Saved data entries:
PR #961, opened 2026-09-11
fix(adapters): detect fix-version format from syft package type, not name

### LINKED ISSUE #960: suggestedVersion only handles apk/deb/rpm as non-semver formats — Maven/Java, Python, Gem, Portage, Go, KB, JVM, Bitnami versions still hit the unguarded semver fallback
## Problem

`suggestedVersion` (`adapters/v1/domain_to_armo.go:309`) only special-cases three of grype's non-semver version formats. `distroPackageVersionFormat` (same file, line 347) is:

```go
func distroPackageVersionFormat(artifactType v1beta1.SyftType) (grypeversion.Format, bool) {
	switch format := grypeversion.ParseFormat(string(artifactType)); format {
	case grypeversion.ApkFormat, grypeversion.DebFormat, grypeversion.RpmFormat:
		return format, true
	default:
		return grypeversion.UnknownFormat, false
	}
}
```

Everything that isn't apk/deb/rpm falls through to the generic `github.com/Masterminds/semver/v3` comparison lower in `suggestedVersion` — the exact code path #955/#858/#845 already proved unsafe for non-semver ecosystems. But apk/deb/rpm are not the only non-semver ecosystems grype itself understands: `github.com/anchore/grype/grype/version.Format` also defines `MavenFormat`, `PythonFormat` (PEP 440), `GemFormat`, `PortageFormat` (Gentoo), `GolangFormat`, `KBFormat` (Windows update numbers), `JVMFormat`, and `BitnamiFormat`. None of those route through `nearestDistroFix`; all of them hit the semver-only fallback.

## Reproduction / Evidence

Real version strings from these ecosystems fail to parse as semver with the exact library kubevuln depends on (`Masterminds/semver/v3 v3.4.0`, per `go.mod`):

```go
semver.NewVersion("1.2.3.Final")     // Maven/Java — err: invalid semantic version
semver.NewVersion("5.3.21.RELEASE")  // Maven/Java — err: invalid semantic version
semver.NewVersion("2.0.0.post1")     // Python PEP 440 — err: invalid semantic version
semver.NewVersion("1.2.3rc1")        // Python PEP 440 — err: invalid semantic version
semver.NewVersion("1.8.0_292")       // JVM — err: invalid semantic version
semver.NewVersion("1.2.3.pre1")      // RubyGems — err: invalid semantic version
```

For every one of those, `current` fails `semver.NewVersion`, and `suggestedVersion` hits the exact unguarded fallback #845/#955 fixed for apk:

```go
c, err := semver.NewVersion(current)
if err != nil {
	return versions[0]   // <- arbitrary, unordered fix version, no upgrade check
}
```

`versions` is explicitly documented (a few lines above) as "not guaranteed to be sorted," so `versions[0]` can be older than `current` — a real downgrade suggestion, on any image with a vulnerable Java, Python, or Ruby package.

Two other formats parse "successfully" but produce wrong answers rather than an error, which is worse because nothing signals the mistake:

```go
semver.NewVersion("5028185")    // Windows KB number -> "5028185.0.0", meaningless as a version
semver.NewVersion("1.2.3-r1")   // Gentoo/Portage revision -> parsed, but "-r1" is read as a
                                 // semver PRERELEASE identifier, so semver ranks it BELOW
                                 // plain "1.2.3" — inverting the actual fix relationship.
```

## Root Cause

`suggestedVersion`'s comment (lines 292-297) already states the intended fix path: reuse grype's own format-aware comparator, keyed by the artifact's ecosystem, "the same one Grype's own presenter uses to sort fix versions." That reuse only happened for apk/deb/rpm.

There's a second, independent problem hiding in `distroPackageVersionFormat` itself: it derives the `grypeversion.Format` by string-matching `m.Artifact.Type` (a syft package-type string, e.g. `"java-archive"`, `"go-module"`, `"msrc-kb"` — see `github.com/anchore/syft/syft/pkg.Type`) against `grypeversion.ParseFormat`'s case labels, which expect format *names* like `"maven"`, `"go"`/`"golang"`, `"kb"`. Those happen to coincide for apk/deb/rpm/python/gem/portage/bitnami (the syft type string and the format name are spelled the same), which is why this has worked so far — but they do **not** coincide for Java, Go modules, or Windows KB packages:

- `JavaPkg` is `"java-archive"`, not `"maven"` — `ParseFormat("java-archive")` returns `UnknownFormat`.
- `GoModulePkg` is `"go-module"`, not `"go"`/`"golang"` — `ParseFormat("go-module")` returns `UnknownFormat`.
- `KbPkg` is `"msrc-kb"`, not `"kb"` — `ParseFormat("msrc-kb")` returns `UnknownFormat`.

grype's own `grype/pkg.VersionFormat` avoids this by switching on the syft `pkg.Type` constant directly (`syftPkg.JavaPkg -> version.MavenFormat`, `syftPkg.GoModulePkg -> version.GolangFormat`, `syftPkg.KbPkg -> version.KBFormat`, plus a JVM heuristic), not by round-tripping the type through a name parser. So simply adding more `grypeversion.*Format` cases to kubevuln's existing switch would silently fix Python/Gem/Portage/Bitnami but leave Java, Go, and Windows KB broken, because the format still wouldn't be *detected* for those three.

`adapters/v1/domain_to_armo_test.go`'s `Test_suggestedVersion` has no case for any of these eight formats — this gap has no regression coverage today.

## Impact

- **Wrong remediation guidance**: for any image with a vulnerable Java (Maven), Python, or RubyGems package whose installed version isn't valid semver, `DomainToArmo`'s backend vulnerability report can present an older, still-vulnerable version as "the fix" — the same downgrade-suggestion bug #845 was opened to prevent, just on ecosystems outside apk/deb/rpm.
- **Wrong "fixed" classification**: because `hasKnownFix` (`adapters/v1/fixstate.go`) calls `suggestedVersion` and both `DomainToArmo` and `ApplySecurityExceptions`'s in-cluster `VulnerabilityManifest`/`ExpiredOnFix` logic depend on agreeing on "is this fixed?", a wrong comparison here (e.g. a Gentoo `-r1` revision ranking below its base version) can make an `ExpiredOnFix` security exception behave inconsistently between the two surfaces — the exact failure mode that file's own comment warns about.
- Java and Python are two of the most common ecosystems scanned inside application container images (alongside OS packages), so this isn't a narrow edge case.

## Affected Components

- `adapters/v1/domain_to_armo.go` — `suggestedVersion`, `distroPackageVersionFormat`, `nearestDistroFix`.
- `adapters/v1/fixstate.go` — `hasKnownFix`, which depends on `suggestedVersion`'s result agreeing between the backend-report and in-cluster paths.

## Acceptance Criteria

- `suggestedVersion` never returns a version that isn't actually greater than the installed one for Maven/Java, Python (PEP 440), RubyGems, Portage, Go modules, Windows KB, JVM, or Bitnami versions — no silent fallback to `versions[0]`.
- The format used for comparison is derived from the artifact's actual ecosystem, not from a name-string match that can miss syft package types spelled differently from grype's format names (in particular `"java-archive"`, `"go-module"`, and `"msrc-kb"` must resolve to `MavenFormat`, `GolangFormat`, and `KBFormat` respectively).
- New regression tests cover at least one non-parseable-as-semver version per newly-supported format (a Maven `.RELEASE`/`.Final` version, a PEP 440 pre/post-release, a Portage `-rN` revision, and the `java-archive`/`go-module`/`msrc-kb` type-string mismatch specifically).

Replace the string round-trip in `distroPackageVersionFormat` with a direct mapping from `v1beta1.SyftType` to `grypeversion.Format`, mirroring `grype/pkg.VersionFormat`'s switch on syft's `pkg.Type` constants (including its JVM heuristic) instead of feeding the raw type string through `grypeversion.ParseFormat`. That extends the existing `nearestDistroFix`/Grype-comparator path (already used for apk/deb/rpm) to the remaining ecosystems with one consistent code path, rather than adding another parser for each ecosystem's quirks.

bhuvan-somisetty:
## Problem

`suggestedVersion` (`adapters/v1/domain_to_armo.go`) picks the nearest fix version above the installed one, using Grype's own format-aware comparator instead of generic semver for ecosystems where that matters. Before this change, that special-casing only covered apk/deb/rpm (`distroPackageVersionFormat`). Every other ecosystem Grype itself defines a dedicated, non-semver comparator for - Maven/Java, Python (PEP 440), RubyGems, Portage, Go modules, Windows KB, and Bitnami - fell through to the generic `Masterminds/semver` fallback that #845/#858/#955 already proved unsafe: a version that fails to parse as semver returns `versions[0]` unconditionally, with no check that it's actually newer than what's installed.

Real version strings from these ecosystems fail semver parsing outright (e.g. Maven `"5.3.21.RELEASE"`, Python `"1.2.3rc1"`, RubyGems `"1.2.3.pre1"`), so any vulnerable Java, Python, or Ruby package with such a version could have an older, still-vulnerable release suggested as "the fix."

## Root cause

`distroPackageVersionFormat` derived the `grypeversion.Format` by string-matching `m.Artifact.Type` (a syft package-type string) against `grypeversion.ParseFormat`'s format-name case labels. That happens to work for apk/deb/rpm/python/gem/portage/bitnami, where the syft type string and Grype's format name coincide, but not for:

- Java: syft reports `"java-archive"`, not `"maven"`.
- Go modules: syft reports `"go-module"`, not `"go"`/`"golang"`.
- Windows updates: syft reports `"msrc-kb"`, not `"kb"`.

So even adding the missing `grypeversion.Format` cases to the old switch would not have covered Java, Go, or Windows KB packages - the format still wouldn't be detected for them.

## Fix

Replace the name-based lookup with a direct mapping from the syft package type to `grypeversion.Format`, mirroring how Grype's own `grype/pkg.VersionFormat` resolves a match's comparator (switching on the same `syft/pkg.Type` constants). This is renamed to `versionFormatForArtifact` since it's no longer limited to OS-distro packages.

`nearestDistroFix` (the comparison loop that actually does the "is this really newer?" check) needed no changes - it already dispatches generically on `grypeversion.Format` via `grypeversion.New(...).Compare()`, so extending format *detection* is the whole fix.

One deliberate scope limit: JVM installations (`grypeversion.JVMFormat`) are a metadata-based sub-case of the same `java-archive` syft type used for ordinary Java library dependencies, distinguished by package metadata that isn't carried on `v1beta1.GrypePackage`. `java-archive` is mapped to `MavenFormat` unconditionally, which is Grype's own format for the large majority of `java-archive` matches; detecting the narrower JVM-installation case would require a signature this type doesn't expose today, so it's left as-is (falls back to semver, same as before this PR).

## Testing

- Added table-driven cases to `Test_suggestedVersion` for each newly-covered ecosystem (Maven/`java-archive`, Python, RubyGems, Portage, Go modules, Bitnami, Windows KB), each exercising a version string that fails generic semver parsing and confirming no downgrade is suggested when there's nothing to prove is an upgrade.
- Added `Test_versionFormatForArtifact` covering every mapped syft type - including the three that previously mismatched (`java-archive`, `go-module`, `msrc-kb`) - plus the semver-fallback case for an unmapped/empty type.
- Verified independently (outside the test suite) that Grype's own comparators for Maven/Python/Gem/Portage/Golang order these representative version strings correctly, that its Bitnami comparator intentionally ignores revision-only differences (a Bitnami package revision reuses the same upstream source, so it can't itself fix a vulnerability), and that its KB comparator only supports exact-match identity (KB numbers aren't sequential, so no ordering can be proven) - which is why the KB test case expects no suggestion rather than a guessed one.
- `go build ./adapters/...`, `go vet ./adapters/v1/...`, and `go test ./adapters/v1/...` all pass locally, including every pre-existing test in the package.

## Impact

Correct, non-downgrading fix-version suggestions for Java, Python, RubyGems, Portage, Go module, and Bitnami package matches in both the backend vulnerability report (`DomainToArmo`) and, via `hasKnownFix`, the in-cluster `VulnerabilityManifest`/`ExpiredOnFix` exception logic. Windows KB matches now correctly report "a fix exists, but no specific version can be proven" instead of a numerically-guessed KB number that has no real ordering meaning.

Fixes #960

## Summary by CodeRabbit

* **Bug Fixes**
  * Improved vulnerability fix version detection across Debian, RPM, Alpine, Maven, Python, RubyGems, Go modules, Windows updates, Bitnami, Portage, and JVM packages.
  * Correctly handles epochs, release revisions, trailing zeros, and other ecosystem-specific version formats.
  * Prevents malformed or incomparable versions from being suggested as valid fixes.
  * More reliably identifies newer Alpine revisions and reports unknown fixes when no safe comparison is available.

### DIFF
--- a/adapters/v1/domain_to_armo.go
+++ b/adapters/v1/domain_to_armo.go
@@ -486,13 +486,13 @@ var rpmAlnumSegment = regexp.MustCompile(`[a-zA-Z]+|[0-9]+|~`)
 
 // rpmVersionsDifferOnlyByTrailingZeros reports whether a and b tokenize (by
 // rpmAlnumSegment) to a common prefix followed by one side having extra segments that are
-// all literally "0" -- the shape Grype's compareRpmVersions treats as "equal" instead of
-// "the side with the extra segment is newer." The common prefix is compared as plain
-// strings rather than replicating Grype's own numeric-aware segment comparison (which
-// trims leading zeros before comparing digit runs); a prefix pair that Grype would judge
-// equal but that differs as raw strings (e.g. "01" and "1") is therefore reported as not
-// matching this shape, which only makes this function's caller more conservative, never
-// less -- consistent with rpmSafeToCompare's "skip when unsure" contract.
+// all zero-valued -- the shape Grype's compareRpmVersions treats as "equal" instead of
+// "the side with the extra segment is newer." Both the prefix comparison and the
+// all-zero check are numeric-aware (leading zeros trimmed before comparing digit runs),
+// matching Grype's own segment comparison: a prefix pair Grype would judge numerically
+// equal (e.g. "01" and "1") must be recognized as equal here too, or this shape slips
+// past rpmSafeToCompare's guard as a false negative -- the opposite of "skip when
+// unsure" (#961).
 func rpmVersionsDifferOnlyByTrailingZeros(a, b string) bool {
 	segsA := rpmAlnumSegment.FindAllString(a, -1)
 	segsB := rpmAlnumSegment.FindAllString(b, -1)
@@ -504,16 +504,52 @@ func rpmVersionsDifferOnlyByTrailingZeros(a, b string) bool {
 		shorter, longer = longer, shorter
 	}
 	for i := range shorter {
-		if shorter[i] != longer[i] {
+		if !rpmSegmentsEqual(shorter[i], longer[i]) {
 			return false
 		}
 	}
 	for _, seg := range longer[len(shorter):] {
-		if seg != "0" {
+		if !rpmSegmentIsZero(seg) {
 			return false
 		}
 	}
 	return true
+}
+
+// rpmSegmentsEqual reports whether a and b are the same rpmAlnumSegment token. Digit
+// runs are compared numerically (leading zeros trimmed), since Grype's own tokenizer
+// does the same; a letter run or "~" has no notion of a leading zero and is compared as
+// a plain string.
+func rpmSegmentsEqual(a, b string) bool {
+	na, aIsDigits := trimLeadingZeros(a)
+	nb, bIsDigits := trimLeadingZeros(b)
+	if aIsDigits && bIsDigits {
+		return na == nb
+	}
+	return a == b
+}
+
+// rpmSegmentIsZero reports whether seg is a digit run whose numeric value is zero (e.g.
+// "0" or "00"). A letter run or "~" is never zero-valued.
+func rpmSegmentIsZero(seg string) bool {
+	trimmed, isDigits := trimLeadingZeros(seg)
+	return isDigits && trimmed == "0"
+}
+
+// trimLeadingZeros reports s with its leading zeros stripped (leaving a single "0" for
+// an all-zero run), along with whether s is a run of digits at all. A non-digit s (a
+// letter run, or "~") is returned unchanged with ok false.
+func trimLeadingZeros(s string) (trimmed string, ok bool) {
+	for _, r := range s {
+		if r < '0' || r > '9' {
+			return s, false
+		}
+	}
+	trimmed = strings.TrimLeft(s, "0")
+	if trimmed == "" {
+		trimmed = "0"
+	}
+	return trimmed, true
 }
 
 func parseLayersPayload(target source.ImageMetadata) (map[string]containerscan.ESLayer, error) {
--- a/adapters/v1/domain_to_armo.go
+++ b/adapters/v1/domain_to_armo.go
@@ -10,6 +10,7 @@ import (
 
 	"github.com/Masterminds/semver/v3"
 	grypeversion "github.com/anchore/grype/grype/version"
+	syftPkg "github.com/anchore/syft/syft/pkg"
 	"github.com/anchore/syft/syft/source"
 	"github.com/armosec/armoapi-go/armotypes"
 	"github.com/armosec/armoapi-go/containerscan"
@@ -289,20 +290,22 @@ func linkToVuln(id string) string {
 // for several maintained branches in any order), so the whole slice must be scanned
 // rather than trusting the first qualifying entry.
 //
-// artifactType selects how versions are compared: apk, deb and rpm package versions
-// (e.g. an epoch-prefixed "1:2.3.4-1", or an Alpine "-r10" release revision) are not
-// semver and are compared with Grype's own format-aware comparator instead - the same
-// one Grype's own presenter uses to sort fix versions (models.NewVulnerability, via
-// sortVersions). Generic semver comparison below is otherwise unchanged for every other
-// ecosystem.
+// artifactType selects how versions are compared: for every ecosystem where Grype
+// itself defines a format-aware comparator distinct from semver - apk, deb, rpm (e.g.
+// an epoch-prefixed "1:2.3.4-1", or an Alpine "-r10" release revision), Maven, Python
+// (PEP 440), RubyGems, Portage, Go modules, Windows KB and Bitnami - versions are
+// compared with that same comparator instead, the one Grype's own presenter uses to
+// sort fix versions (models.NewVulnerability, via sortVersions). Generic semver
+// comparison below is otherwise unchanged for every other ecosystem (npm, NuGet, and
+// the other ecosystems that are already semver or close enough to it).
 //
 // If current is not a version in the chosen comparator, the first entry is returned,
 // since there is nothing to compare against. If current is a version but no entry in
 // versions is greater than it, "" is returned rather than falling back to versions[0];
 // versions[0] could be older than current, which would suggest a downgrade (#844).
 //
-// For a recognized distro ecosystem, current failing to parse under its own comparator
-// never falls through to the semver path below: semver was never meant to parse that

EXERCISE INSTRUCTIONS: Copy out every line of the data that includes "pair".

SOLVED EXERCISE:
-// trims leading zeros before comparing digit runs); a prefix pair that Grype would judge
+// matching Grype's own segment comparison: a prefix pair Grype would judge numerically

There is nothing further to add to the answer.